Return every record verbatim.

Data for this exercise →
.....

PR #1233, opened 2019-07-16
Include latest Chinese translations from Nicole #166910180

akegan:
https://www.pivotaltracker.com/story/show/166910180


chrisdolendo:
@akegan I'm seeing a few conflicts with the Chinese translations on here, and it seems like it actually makes sense to overwrite master with this head.

akegan:
@chrisdolendo ready to review again

PR #1236, opened 2019-07-17
Remove background color from matched listings #167360135

akegan:
https://www.pivotaltracker.com/story/show/167360135


chrisdolendo:
Looks good to me!! 

<sub>Sent with <a href="http://githawk.com">GitHawk</a></sub>

PR #1239, opened 2019-07-19
Update github vulnerabilities #166825104

software-project:
https://www.pivotaltracker.com/story/show/166825104


akegan:
@software-project there's a github alert for eslint but I can't find it in the code, can you?

akegan:
@software-project I confirmed that we are OK with grunt-angular-translate because it's a dev dependency and is not installed on production

PR #1241, opened 2019-07-19
[Hotfix] Use browse listings fields for individual listing cache #167409242

akegan:
https://www.pivotaltracker.com/story/show/167409242


app/services/force/listing_service.rb
```diff
@@ -104,8 +99,9 @@ def self.array_sort!(listing)
       end
     end
 
-    private_class_method def self.get_listings(params = nil)
-      results = Request.new(parse_response: true).cached_get('/ListingDetails', params)
+    private_class_method def self.get_listings(params = nil, force = false)
```
akegan: very open to feedback on how to handle passing "force" down to cache listings, I'm not super clear on what best practices are for ruby. also open to different naming of the var (e.g. force_recache/refresh instead of just force)

callaghanc: @akegan what you have here is fine. let's get into other options in https://www.pivotaltracker.com/story/show/167411060, since that is more focused on changing the get listings path

callaghanc:
@akegan i tested this locally and confirmed that the cache prefetch tasks are now calling the listings endpoint with subset set to browse, instead of fetching all the listings with the full fieldset. i added a few small changes to the CacheService wording, take a look and edit wording/naming as you see fit, then feel free to merge if tests have passed.

PR #1242, opened 2019-07-22
Make subset: 'browse' default for ListingService #167411060

software-project:
https://www.pivotaltracker.com/story/show/167411060


akegan:
@callaghanc your changes look good to me! just did a quick test to see that only browse fields show up when I got to `/api/v1/listings.json` I should probably do some caching testing though right?

callaghanc:
@akegan You can test that caching still works as expected, you can also test that we are using the browse subset when fetching listings for the eligibility checker and on the My Favorites page

PR #1246, opened 2019-07-25
Add text to Chinese translation for 'Here's what to expect' #143618787

chrisdolendo:
https://www.pivotaltracker.com/story/show/143618787


app/assets/json/translations/locale-zh.json
```diff
@@ -24,7 +24,7 @@
         "P2": "<a ui-sref='{{sref}}' target='_blank'>請查閱我們的檢查表</a>，以了解有關所需文件和如何宣稱擁有優先權利的資訊。",
         "P3": "您也可以現在開始填寫申請表並儲存草稿，日後再上傳文檔。",
         "P4": "請注意, 每個家庭成員的名字只限在房屋上市名單的申請表格出現一次. 如果在同一房屋上市名單上您的申請表格包含有其他家庭成員已遞交申請表格, 則所有申請資格都將會被取消.",
-        "TITLE": "針對此申請，您需要完成以下作業。",
```
akegan: @chrisdolendo i think we settled on adding it as a new string so it's clearer to the translators what's going on

PR #1249, opened 2019-08-02
Do not translate numerical values for AMI charts #166808219

chrisdolendo:


chrisdolendo:
I'll look into it now!

akegan:
@chrisdolendo just figured out what it is. Some listings have max income /month, and /year, and some with multi ami have the different % AMIs as the columns. They are 2 separate components that we pull in. I think you updated the single AMI table, and not the multi-ami table

akegan:
approved! thanks @chrisdolendo !

PR #1252, opened 2019-08-12
 Upgrade to factorybot #166936249

chrisdolendo:
https://www.pivotaltracker.com/story/show/166936249


spec/support/jasmine.rb
```diff
@@ -4,7 +4,7 @@
   # this resets factory girl sequences so that the jasmine
```
akegan:
```suggestion
  # this resets factory bot sequences so that the jasmine
```

PR #1256, opened 2019-08-24
Set locales for devise emails #167773665

akegan:
https://www.pivotaltracker.com/story/show/167773665

This PR:
- Adds locale as a param to all front-end requests that lead to email creation
- Adds jasmine tests to verify that that locale is being added to those params
- Adds switch_locale wrapper to all API requests, that sets the I18n locale setting for nested requests based on the provided param using with_locale
- Adds tests for update_account mailer
- Moves content previously being picked up by default devise strings to our own locale yml files for consistency across languages
  - Previously, we were getting the spanish translations for some of the strings for free, but there were no translations available for chinese and filipino
- Updates emailer_preview to be able to easily set the locale and preview emails in different languages. 
  - Created [folllow-up ticket](https://www.pivotaltracker.com/story/show/168210747) to later be able to set locale via param in email previews

Still left to do?
- [ ] Consolidate params translate.use() usage?
- [ ] Testing scheme for switch_locale


akegan:
@callaghanc heads up, I got this working but on monday I'm going to be looking on your input on the two items in the description above. ( Consolidate params translate.use() usage and 
  Testing scheme)

akegan:
@callaghanc I think I've reached my limit of what I can figure out how to test on this PR. I would still like to test the with_locale somehow, but I'm not sure how. We don't have any actions on the base api_controller to test against, and we don't have any tests at all on the account_controller and the short_form_controller has no tests at all on submit application. 

Let me know if you can pair on this tomorrow morning and maybe add another test or just review this PR and get it merged. 

I've also updated the description to give a better idea of the changes that I've made

akegan:
@callaghanc I added a test for account requests to check if with_locale is called

app/assets/javascripts/account/AccountService.js.coffee
```diff
@@ -234,14 +237,14 @@ AccountService = (
 
   Service.userDataForSalesforce = ->
     contact = Service.userDataForContact()
-    contact.DOB = ShortFormDataService.formatUserDOB(contact)
-    contact = ShortFormDataService.removeDOBFields(contact)
-    contact
+    contactWithDOB = _.merge({}, contact, {'DOB': ShortFormDataService.formatUserDOB(contact)})
+    ShortFormDataService.removeDOBFields(contactWithDOB)
 
   Service._createAccountParams = ->
```
callaghanc: @akegan while we're in here could we remove the underscore from in front of this function name? so just `createAccountParams` instead of `_createAccountParams`

akegan:
@callaghanc change made!

PR #1257, opened 2019-08-30
[Hotfix] Add open house addresses to listing #168224482

akegan:
https://www.pivotaltracker.com/story/show/168224482


exygy-dev:
Code looks good to me and everything looks to be rendering well in test environments for mira. My only quibbles would be about labelling the location or adding a tiny more whitespace padding between the address and the hours above, but neither are a big deal.

akegan:
thanks @bk3c I think we'll have to revisit with a designer to find a longer-term solution so we don't repeat addresses over and over again.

.....

Result →
PR #1233, opened 2019-07-16
Include latest Chinese translations from Nicole #166910180

akegan:
https://www.pivotaltracker.com/story/show/166910180


chrisdolendo:
@akegan I'm seeing a few conflicts with the Chinese translations on here, and it seems like it actually makes sense to overwrite master with this head.

akegan:
@chrisdolendo ready to review again

PR #1236, opened 2019-07-17
Remove background color from matched listings #167360135

akegan:
https://www.pivotaltracker.com/story/show/167360135


chrisdolendo:
Looks good to me!! 

<sub>Sent with <a href="http://githawk.com">GitHawk</a></sub>

PR #1239, opened 2019-07-19
Update github vulnerabilities #166825104

software-project:
https://www.pivotaltracker.com/story/show/166825104


akegan:
@software-project there's a github alert for eslint but I can't find it in the code, can you?

akegan:
@software-project I confirmed that we are OK with grunt-angular-translate because it's a dev dependency and is not installed on production

PR #1241, opened 2019-07-19
[Hotfix] Use browse listings fields for individual listing cache #167409242

akegan:
https://www.pivotaltracker.com/story/show/167409242


app/services/force/listing_service.rb
```diff
@@ -104,8 +99,9 @@ def self.array_sort!(listing)
       end
     end
 
-    private_class_method def self.get_listings(params = nil)
-      results = Request.new(parse_response: true).cached_get('/ListingDetails', params)
+    private_class_method def self.get_listings(params = nil, force = false)
```
akegan: very open to feedback on how to handle passing "force" down to cache listings, I'm not super clear on what best practices are for ruby. also open to different naming of the var (e.g. force_recache/refresh instead of just force)

callaghanc: @akegan what you have here is fine. let's get into other options in https://www.pivotaltracker.com/story/show/167411060, since that is more focused on changing the get listings path

callaghanc:
@akegan i tested this locally and confirmed that the cache prefetch tasks are now calling the listings endpoint with subset set to browse, instead of fetching all the listings with the full fieldset. i added a few small changes to the CacheService wording, take a look and edit wording/naming as you see fit, then feel free to merge if tests have passed.

PR #1242, opened 2019-07-22
Make subset: 'browse' default for ListingService #167411060

software-project:
https://www.pivotaltracker.com/story/show/167411060


akegan:
@callaghanc your changes look good to me! just did a quick test to see that only browse fields show up when I got to `/api/v1/listings.json` I should probably do some caching testing though right?

callaghanc:
@akegan You can test that caching still works as expected, you can also test that we are using the browse subset when fetching listings for the eligibility checker and on the My Favorites page

PR #1246, opened 2019-07-25
Add text to Chinese translation for 'Here's what to expect' #143618787

chrisdolendo:
https://www.pivotaltracker.com/story/show/143618787


app/assets/json/translations/locale-zh.json
```diff
@@ -24,7 +24,7 @@
         "P2": "<a ui-sref='{{sref}}' target='_blank'>請查閱我們的檢查表</a>，以了解有關所需文件和如何宣稱擁有優先權利的資訊。",
         "P3": "您也可以現在開始填寫申請表並儲存草稿，日後再上傳文檔。",
         "P4": "請注意, 每個家庭成員的名字只限在房屋上市名單的申請表格出現一次. 如果在同一房屋上市名單上您的申請表格包含有其他家庭成員已遞交申請表格, 則所有申請資格都將會被取消.",
-        "TITLE": "針對此申請，您需要完成以下作業。",
```
akegan: @chrisdolendo i think we settled on adding it as a new string so it's clearer to the translators what's going on

PR #1249, opened 2019-08-02
Do not translate numerical values for AMI charts #166808219

chrisdolendo:


chrisdolendo:
I'll look into it now!

akegan:
@chrisdolendo just figured out what it is. Some listings have max income /month, and /year, and some with multi ami have the different % AMIs as the columns. They are 2 separate components that we pull in. I think you updated the single AMI table, and not the multi-ami table

akegan:
approved! thanks @chrisdolendo !

PR #1252, opened 2019-08-12
 Upgrade to factorybot #166936249

chrisdolendo:
https://www.pivotaltracker.com/story/show/166936249


spec/support/jasmine.rb
```diff
@@ -4,7 +4,7 @@
   # this resets factory girl sequences so that the jasmine
```
akegan:
```suggestion
  # this resets factory bot sequences so that the jasmine
```

PR #1256, opened 2019-08-24
Set locales for devise emails #167773665

akegan:
https://www.pivotaltracker.com/story/show/167773665

This PR:
- Adds locale as a param to all front-end requests that lead to email creation
- Adds jasmine tests to verify that that locale is being added to those params
- Adds switch_locale wrapper to all API requests, that sets the I18n locale setting for nested requests based on the provided param using with_locale
- Adds tests for update_account mailer
- Moves content previously being picked up by default devise strings to our own locale yml files for consistency across languages
  - Previously, we were getting the spanish translations for some of the strings for free, but there were no translations available for chinese and filipino
- Updates emailer_preview to be able to easily set the locale and preview emails in different languages. 
  - Created [folllow-up ticket](https://www.pivotaltracker.com/story/show/168210747) to later be able to set locale via param in email previews

Still left to do?
- [ ] Consolidate params translate.use() usage?
- [ ] Testing scheme for switch_locale


akegan:
@callaghanc heads up, I got this working but on monday I'm going to be looking on your input on the two items in the description above. ( Consolidate params translate.use() usage and 
  Testing scheme)

akegan:
@callaghanc I think I've reached my limit of what I can figure out how to test on this PR. I would still like to test the with_locale somehow, but I'm not sure how. We don't have any actions on the base api_controller to test against, and we don't have any tests at all on the account_controller and the short_form_controller has no tests at all on submit application. 

Let me know if you can pair on this tomorrow morning and maybe add another test or just review this PR and get it merged. 

I've also updated the description to give a better idea of the changes that I've made

akegan:
@callaghanc I added a test for account requests to check if with_locale is called

app/assets/javascripts/account/AccountService.js.coffee
```diff
@@ -234,14 +237,14 @@ AccountService = (
 
   Service.userDataForSalesforce = ->
     contact = Service.userDataForContact()
-    contact.DOB = ShortFormDataService.formatUserDOB(contact)
-    contact = ShortFormDataService.removeDOBFields(contact)
-    contact
+    contactWithDOB = _.merge({}, contact, {'DOB': ShortFormDataService.formatUserDOB(contact)})
+    ShortFormDataService.removeDOBFields(contactWithDOB)
 
   Service._createAccountParams = ->
```
callaghanc: @akegan while we're in here could we remove the underscore from in front of this function name? so just `createAccountParams` instead of `_createAccountParams`

akegan:
@callaghanc change made!

PR #1257, opened 2019-08-30
[Hotfix] Add open house addresses to listing #168224482

akegan:
https://www.pivotaltracker.com/story/show/168224482


exygy-dev:
Code looks good to me and everything looks to be rendering well in test environments for mira. My only quibbles would be about labelling the location or adding a tiny more whitespace padding between the address and the hours above, but neither are a big deal.

akegan:
thanks @bk3c I think we'll have to revisit with a designer to find a longer-term solution so we don't repeat addresses over and over again.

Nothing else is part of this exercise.